Comprehensive Assessment: The interviewer asked about my understanding of cloud-native databases, the architectural advantages of storage-compute separation, and the architectural differences between Snowflake and Aurora. I analyzed from the perspectives of log-as-data philosophy, shared storage implementation, and RO node scalability.
Real Questions Summary
1. How does shared_ptr's reference counting ensure thread safety?
2. Why can't unique_ptr be copied? How to pass it between functions?
3. Hand-write an LRU Cache with O(1) get and put
4. Why choose B+ trees over red-black trees for database indexes?
5. B+ tree node splitting and merging process?
6. How to handle B+ trees in concurrent scenarios? Latch coupling approach?
7. What happens if a crash occurs during B+ tree node splitting?
8. InnoDB MVCC implementation principles?
9. Why can't RR isolation level completely prevent phantom reads?
10. How would you design an MVCC scheme?
11. WAL principles and purposes? Redo Log write flow?
12. How to ensure consistency between Redo Log and Binlog?

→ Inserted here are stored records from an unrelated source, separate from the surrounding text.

PR #102, opened 2023-04-12
removing files object from phenopackets

yaseminbridges:
Instead of changing the paths to the VCF files in the phenopackets I have removed the `files` object entirely from the phenopackets that had them.


matentzn:
I cant speak to this - this is best reviewed carefully by Jules as it appears at first glance to remove some important metadata; so better not rely on my intuition here.

julesjacobsen:
This is fine as the files names and properties are fictitious and made up on-the-fly later on so they are safe to delete. All tools (so far, at least) allow specifying the VCF independently on the CLI.

PR #103, opened 2023-04-13
100 merge post processing methods

yaseminbridges:
Added an additional method `generate_pheval_result()` to be called by the implementor for the final post-processing steps. This method will rank the results and format them into the tsv results depending on whether the implementor provides it with a list of variant or gene results.

Changed public methods to private methods (in the pythonic way) to hopefully document that these should not be called in a runner implementation.


matentzn (approved):
Looks great!

julesjacobsen (approved):
Very nice.

PR #107, opened 2023-04-17
106 formatting time at last encounter field

yaseminbridges:
Correctly formatting the `time_at_last_encounter` field in the phenopacket `subject`. This included correctly formatting to iso8601duration, removing n/a values and adding `ontologyClass` fields where necessary to describe the age.

### DIFF
--- a/testdata/phenopackets/lirical/Abdul_Wahab-2016-GCDH-Patient_5.json
+++ b/testdata/phenopackets/lirical/Abdul_Wahab-2016-GCDH-Patient_5.json
@@ -2,7 +2,6 @@
   "id": "PMID:27672653-Abdul_Wahab-2016-GCDH-Patient_5",
   "subject": {
     "id": "Patient 5",
-    "dateOfBirth": "1970-01-01T00:00:00Z",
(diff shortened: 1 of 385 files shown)


julesjacobsen:
This looks good. Only one comment, every dateOfBirth is `"dateOfBirth": "1970-01-01T00:00:00Z"`. This seems unlikely.

yaseminbridges:
> This looks good. Only one comment, every dateOfBirth is `"dateOfBirth": "1970-01-01T00:00:00Z"`. This seems unlikely.

I noticed this as well. I just checked the v1 phenopackets and this wasn't there (no details on the dateOfBirth at all) so I think it was done with the `phenopacket-tools` conversion as I didn't add it. I'll remove this field

julesjacobsen:
If this is the case, can you file a bug report for this in the repo, please.

yaseminbridges:
> If this is the case, can you file a bug report for this in the repo, please.

Removed the `dateOfBirth` field and reported the bug in the `phenopacket-tools` repo

julesjacobsen (approved):

PR #109, opened 2023-04-18
108 add missing fields to resources in the metadata

yaseminbridges:
Added missing `version` and `iri_prefix` to OMIM resource  and `iri_prefix` to NCBITAXON resource in phenopackets


julesjacobsen:
NCBITaxon doesn't resolve. Try using [Identifiers.org](https://registry.identifiers.org/registry/taxonomy) to find a resource to replace the iriPrefix e.g.

```json
"iriPrefix": "http://purl.obolibrary.org/obo/NCBITAXON_"
```
with
```json
"iriPrefix": "https://www.ncbi.nlm.nih.gov/Taxonomy/Browser/wwwtax.cgi?mode=Info&id="
```

matentzn:
No please don't, the one I shared is correct, I will tell you more later.. this is crucial to get right! :P sorry

julesjacobsen:
What Nico said :(

@matentzn  Is this an OWL inclusion thing?

matentzn:
@julesjacobsen I think we crossed wires in this dialogue. The IRI resolves - the one I gave to @yaseminbridges :) All good then?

13. Design a storage engine supporting high-concurrency writes
14. How to solve LSM-Tree's read amplification problem?
15. LSM-Tree vs B+ Tree pros and cons comparison?
16. Architectural differences between Snowflake and Aurora?
Tips and Advice
1. C++ fundamentals must be solid down to the details: Database kernel development has very high C++ requirements — it's not enough to just know how to write code; you need to understand underlying mechanisms. Smart pointers, RAII, and move semantics are almost guaranteed to come up. I recommend carefully reading "Effective C++" and "C++ Concurrency in Action."

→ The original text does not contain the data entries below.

PR #112, opened 2023-04-18
fixing bug in `generate_pheval_result()`

yaseminbridges:
Python was not able to recognise the typing of list contents, i.e., `[RankedPhEvalVariantResult]` and so threw errors when called in the runner implementation for post-processing. Fixed this issue by checking that all the items in the list are that of the same class and then writing the corresponding result

### DIFF
--- a/src/pheval/post_processing/post_processing.py
+++ b/src/pheval/post_processing/post_processing.py
@@ -76,7 +76,7 @@ class SortOrder(Enum):
 
 class ResultSorter:
     def __init__(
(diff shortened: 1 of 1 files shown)


matentzn (commented):
I cant judge this (too out of the loop with python dev these days) but my gut feeling is telling me https://www.w3schools.com/python/ref_func_all.asp but I might be 100% wrong.

yaseminbridges:
> I cant judge this (too out of the loop with python dev these days) but my gut feeling is telling me https://www.w3schools.com/python/ref_func_all.asp but I might be 100% wrong.

Yes you're completely right! Looks cleaner this way as well

PR #115, opened 2023-04-27
changing VCF file format to be expected in file attributes 

yaseminbridges:
In the `PhenopacketUtil` class and `PhenopacketRebuilder` class, where the file format of the VCF file is either being added/checked/file name taken from the path, these methods looked for files where the file attributes matched `VCF` these needed to be changed to `vcf` for consistency with what is added to the phenopacket after the VCF is spiked as well as what is described in the phenopacket schema documentation


souzadevinicius (commented):
LGTM

PR #119, opened 2023-05-02
decode encoded characters from uri path

yaseminbridges:
The URI path written to the phenopacket after spiking the VCF is now decoded before writing. Using the built-in library `urllib` to decode any URL-encoded characters in the path


matentzn (commented):
I have no opinion here. If you are convinced this is needed!

PR #121, opened 2023-05-02
120 strip non numeric characters from the chromosome length in the vcf header

yaseminbridges:
Stripped non-numeric characters from contig length - required when checking that the VCF assembly matches the variant that is being spiked into the VCF. Added more stringent collecting of the chromosome and contig length in the VCF header


tests/input_dir/test_vcf_dir/test_1.vcf
```diff
@@ -25,31 +25,31 @@
 ##INFO=<ID=MQRankSum,Number=1,Type=Float,Description="Z-score From Wilcoxon rank sum test of Alt vs. Ref read mapping qualities">
 ##INFO=<ID=QD,Number=1,Type=Float,Description="Variant Confidence/Quality by Depth">
 ##INFO=<ID=ReadPosRankSum,Number=1,Type=Float,Description="Z-score from Wilcoxon rank sum test of Alt vs. Ref read position bias">
-##contig=<ID=chrM,length=16571,assembly=hg19>
```
matentzn, line 28: How does this change relate to the PR?

matentzn (commented):
LGTM

tests/input_dir/test_vcf_dir/test_1.vcf
yaseminbridges: I altered one of the test vcfs used for the unit tests to see if the error was fixed. When the header was formatted like: `##contig=<ID=chrM,length=16571>` the contig length returned before would be `16571>\n` instead of just `16571`. I didn't see the error prior as I was splitting on the comma, if something followed the `length` it returned it correctly. I just altered one of the test VCFs instead of adding a new one as the other one has the header formatted like: `##contig=<ID=chrM,length={LENGTH},assembly=hg38>` , so I am still testing for both cases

2. Data structures must be hand-writable and clearly explainable: B+ trees are a core topic in database kernel interviews. You need to not only explain the principles clearly but also hand-write key operations. I recommend implementing a simplified B+ tree yourself.
3. Transactions and concurrency control are paramount: MVCC, WAL, and 2PC are the soul of database kernels and will almost certainly be deeply probed in interviews. I recommend reading the transaction chapters of "Database System Concepts" and "MySQL Internals: InnoDB Storage Engine."
4. System design requires a holistic perspective: Round 3's storage engine design doesn't test a specific component — it tests your understanding of the entire storage engine architecture. I recommend reading LevelDB and RocksDB source code to understand the complete LSM-Tree implementation.
5. Project experience must have depth: Interviewers will deep-dive into your project details, including the reasoning behind design decisions, problems encountered, and solutions. I recommend preparing 2-3 in-depth projects and organizing them using the STAR method.
FAQ
Q: How advanced must C++ skills be for Snowflake database kernel interviews?
A: Fairly advanced. It's not just "can write C++" — you need to understand C++'s memory model, concurrency mechanisms, and template metaprogramming. I recommend at least 30,000+ lines of C++ project experience.
Q: Can I pass without database kernel experience?
A: Very difficult. Snowflake's position explicitly requires database kernel development experience. If you only have application-layer experience, I recommend contributing to open-source database projects like TiDB or RocksDB first.
Q: Will the interview cover operating systems and computer architecture?
A: Yes. Database kernels are closely tied to OS — interviewers will ask about memory management, file systems, CPU caches, and related topics. I recommend reviewing key chapters from operating systems courses.
Q: Is the work intensity high on the Snowflake database team?
A: From what I understand, the work intensity is moderate to high, but the technical atmosphere is excellent and you can learn a lot. The interviewer also mentioned the team has a well-established technical sharing mechanism.